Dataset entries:
BEGIN
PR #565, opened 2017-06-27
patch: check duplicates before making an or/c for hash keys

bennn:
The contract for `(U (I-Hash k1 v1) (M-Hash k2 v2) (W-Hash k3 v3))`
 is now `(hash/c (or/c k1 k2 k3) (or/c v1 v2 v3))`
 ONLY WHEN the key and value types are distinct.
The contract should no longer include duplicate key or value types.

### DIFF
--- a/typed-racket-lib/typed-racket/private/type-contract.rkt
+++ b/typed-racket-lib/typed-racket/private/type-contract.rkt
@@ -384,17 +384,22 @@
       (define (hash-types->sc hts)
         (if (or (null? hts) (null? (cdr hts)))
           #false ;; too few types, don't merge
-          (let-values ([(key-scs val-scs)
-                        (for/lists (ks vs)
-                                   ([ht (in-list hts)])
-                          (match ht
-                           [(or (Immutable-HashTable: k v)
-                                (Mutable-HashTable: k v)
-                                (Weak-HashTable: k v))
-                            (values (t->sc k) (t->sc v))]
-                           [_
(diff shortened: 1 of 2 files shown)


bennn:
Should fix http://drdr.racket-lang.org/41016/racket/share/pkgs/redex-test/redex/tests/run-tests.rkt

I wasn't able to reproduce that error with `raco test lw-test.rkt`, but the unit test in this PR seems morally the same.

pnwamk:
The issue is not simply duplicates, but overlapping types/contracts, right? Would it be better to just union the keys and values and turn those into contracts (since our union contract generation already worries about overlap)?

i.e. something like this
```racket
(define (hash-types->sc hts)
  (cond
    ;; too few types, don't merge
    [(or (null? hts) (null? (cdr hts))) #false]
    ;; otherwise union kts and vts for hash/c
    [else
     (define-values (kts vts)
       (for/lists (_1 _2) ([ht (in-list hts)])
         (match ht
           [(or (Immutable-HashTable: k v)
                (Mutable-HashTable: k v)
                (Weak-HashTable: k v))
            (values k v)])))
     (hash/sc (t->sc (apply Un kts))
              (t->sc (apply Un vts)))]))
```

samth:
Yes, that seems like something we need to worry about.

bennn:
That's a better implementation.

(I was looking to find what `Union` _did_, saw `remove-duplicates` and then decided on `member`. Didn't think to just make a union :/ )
END
The reply should consist solely of the number of lines in the records that include "keys".

2